Google Calendar. A user creates a recurring team standup at 9 AM every weekday. Their manager can see it on a shared calendar. The system suggests a meeting time when all attendees are free (free/busy lookup). Conference rooms are bookable resources with capacity limits. The calendar syncs across phone, laptop, and web -- changes on one device appear on all others within seconds.

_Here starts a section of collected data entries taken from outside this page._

PR #383, opened 2025-02-20
Allow `false` in the sx TypeScript types

bartlangelaan:
- [X] I have followed (at least) the [PR section of the contributing guide](https://github.com/mui/pigment-css/blob/HEAD/CONTRIBUTING.md#sending-a-pull-request).

The following snippet is from the documentation:

```
<div
  sx={[
    { color: 'red' },
    selected && { fontWeight: 'bold' },
    disabled ? (theme) => ({ opacity: theme.state.disabledOpacity }) : { opacity: 1 },
  ]}
/>
```

However, this generates a TypeScript error that `boolean` is not allowed in the sx prop.

This PR allows for `false` values to be in the SxProp array, like it is allowed in `@mui/system`.

### DIFF
--- a/packages/pigment-css-react/tests/sx.spec.ts
+++ b/packages/pigment-css-react/tests/sx.spec.ts
@@ -11,6 +11,7 @@ const sx3: SxProp = [{ color: 'red' }, { backgroundColor: 'blue', color: 'white'
 const test = true;
 const sx4: SxProp = [
   test ? { color: 'red' } : { backgroundColor: 'blue', color: 'white' },
+  false,
   (theme) => ({
     border: `1px solid ${theme.palette.primary.main}`,
   }),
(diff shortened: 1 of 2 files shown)


packages/pigment-css-react/tests/sx.spec.ts
```diff
@@ -11,6 +11,7 @@ const sx3: SxProp = [{ color: 'red' }, { backgroundColor: 'blue', color: 'white'
 const test = true;
 const sx4: SxProp = [
   test ? { color: 'red' } : { backgroundColor: 'blue', color: 'white' },
+  false,
```
siriwatknp, line 14: Can you add another test to verify this?

```ts
let selected: boolean | undefined;
const sx4: SxProp = [
  selected && { color: 'red' },
]
```

PR #2291, opened 2023-02-03
feat(Client): Add a new component for multi-label text classification bulk annotation

### LINKED ISSUE #2267: Add a new component for multi-label text classification bulk annotation

keithCuniah:
# Description

Components : 
- [x] TextClassificationBulkAnnotation 
- [x] BulkAnnotation 
- [x] BulkAnnotationForm

Note : 
- I removed the `remove` attribute from the form since we can guess which annotation will be remove only with the `selected` attribute, I will update the doc
- refactoring for later : it could be a nice to have a builder design pattern to manage forms 

What is left : 
- [x] use Vuelidate plugin to manage disable enable submit and cancel buttons (I didn't use vuelidate, since only one computed was enough)
- [x] disable state of the dropdown button
- [x] implement the search in the BulkAnnotation component ( **bug to correct : need to keep the previous selection after search** )
- [x] Style
- [x] unit test
- [x] update documentation

Closes #2267 

**Type of change**

- [ ] Documentation update

**How Has This Been Tested**

- [x] TextClassification  multilabel

**Checklist**


leiyre:
One comment, in the case of a label already applied to some records, the icon of the cross and the label have different behavior. 
Let's imagine that we have POSITIVE (2), in this case the cross must be visible, when we click on the cross we have to delete the annotation, when we click on the label we have to apply the label to all the selected records. The number of records applied should change, if we click on the cross, we remove the record number and if we apply the label we need to show the number of all selected records.

If we have 20 records selected in a page:

X` POSITIVE (2)`: If I click the cross existing labels must be deleted. Label looks like =>  `POSITIVE`
X `POSITIVE (2)`: If I click the label existing labels must be applied to all records. Label looks like =>  X `POSITIVE (20)`

frontend/components/commons/header/global-actions/text-classification-bulk-annotation/textClassificationBulkAnnotation.spec.js
```diff
@@ -0,0 +1,151 @@
+import { shallowMount } from "@vue/test-utils";
```
leiyre: the whole text-classifier-bulk-annotation folder is better to be outside of commons, in the textClassifier folder

frascuchon:
I've been doing some testing in dev and I've seen some weird behavior for single-label:

**1. Discard a validated record**
Screenshot 2023-02-07 at 13 23 17

Screenshot 2023-02-07 at 13 23 22

**2. Enabling by clicking the selected label let the record empty, and no pending status is shown:**
Screenshot 2023-02-07 at 13 23 30

cc @keithCuniah @leiyre

leiyre:
@frascuchon your example for me is the correct behavior, we emit a reset in case of single label with empty labels (it's not new behavior and we can discuss). I see some things that don't fit, there is supposed to be no pending status in the single Text Classifier Classifier,  so for me the "clear" button doesn't make sense for this case. I will comment in specs.

leiyre (approved):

Why is this hard? Because time is hard. Seriously. Time zones, daylight saving transitions, recurring event expansion, timezone-aware conflict detection, and multi-device sync are each individually tricky. Combined, they create an astonishing number of edge cases. Google Calendar has had DST-related bugs reported every single year since launch. Microsoft Outlook's recurring event implementation has 40+ known edge cases documented in their RFC 5545 conformance notes. If you think this is a simple CRUD application, you have not thought about what happens to "monthly meeting on the 31st" in February.

Requirements

Functional Requirements

Requirement	Details
Create/edit/delete events	Single events and recurring events (daily, weekly, monthly, yearly, custom).
Recurring event editing	Edit this instance, this and all future, or all instances.
Attendee management	Invite users. Track RSVP status (accepted, declined, tentative).
Free/busy lookup	Given a set of users and a time range, find slots where all are free.
Meeting room booking	Reserve rooms as resources. Rooms have capacity. Prevent double-booking.
Calendar sharing	Share calendars with read or read-write access.
Multi-device sync	Changes sync to all devices within 5 seconds.
Reminders/notifications	Push notification N minutes before event start.

Non-Functional Requirements

Requirement	Target
Event creation latency	< 200 ms
Calendar view load (month view)	< 500 ms
Free/busy query	< 300 ms for 10 attendees over 5-day range
Sync latency	< 5 seconds to all devices
Availability	99.99% (calendar is mission-critical for business users)
Scale	500M users, 2B events, 50K event writes/sec

Back-of-Envelope Math

Total users:                 500 million (Google Calendar's approximate user base)
Daily active users:          200 million
Events per user:             ~20 per week (including recurring expansions)
Events per user (stored):    ~5 per week (recurring rules, not individual instances)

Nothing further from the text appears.